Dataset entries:

PR #234, opened 2016-07-22
[8.0][IMP][website_legal_page] Make template texts inheritable.

yajo:
If you need to change anything other than the URLs in this template, it's near to impossible.

I provide some hooks for that here. Just in case your legal pages are hosted somewhere else, or you don't have a legal advice, etc.

You should notice no change in UI.

@Tecnativa.

### DIFF
--- a/website_legal_page/__openerp__.py
+++ b/website_legal_page/__openerp__.py
@@ -23,7 +23,7 @@
 {
     'name': "Website legal page",
     'category': 'Website',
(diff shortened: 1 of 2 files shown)


pedrobaeza:
:+1:

rafaelbn:
Thanks!! :smile: :+1:

elicoidal:
:+1:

__Your goal__
Return each line above exactly as it appears.

__Response to this exercise__
PR #234, opened 2016-07-22
[8.0][IMP][website_legal_page] Make template texts inheritable.

yajo:
If you need to change anything other than the URLs in this template, it's near to impossible.

I provide some hooks for that here. Just in case your legal pages are hosted somewhere else, or you don't have a legal advice, etc.

You should notice no change in UI.

@Tecnativa.

### DIFF
--- a/website_legal_page/__openerp__.py
+++ b/website_legal_page/__openerp__.py
@@ -23,7 +23,7 @@
 {
     'name': "Website legal page",
     'category': 'Website',
(diff shortened: 1 of 2 files shown)


pedrobaeza:
:+1:

rafaelbn:
Thanks!! :smile: :+1:

elicoidal:
:+1:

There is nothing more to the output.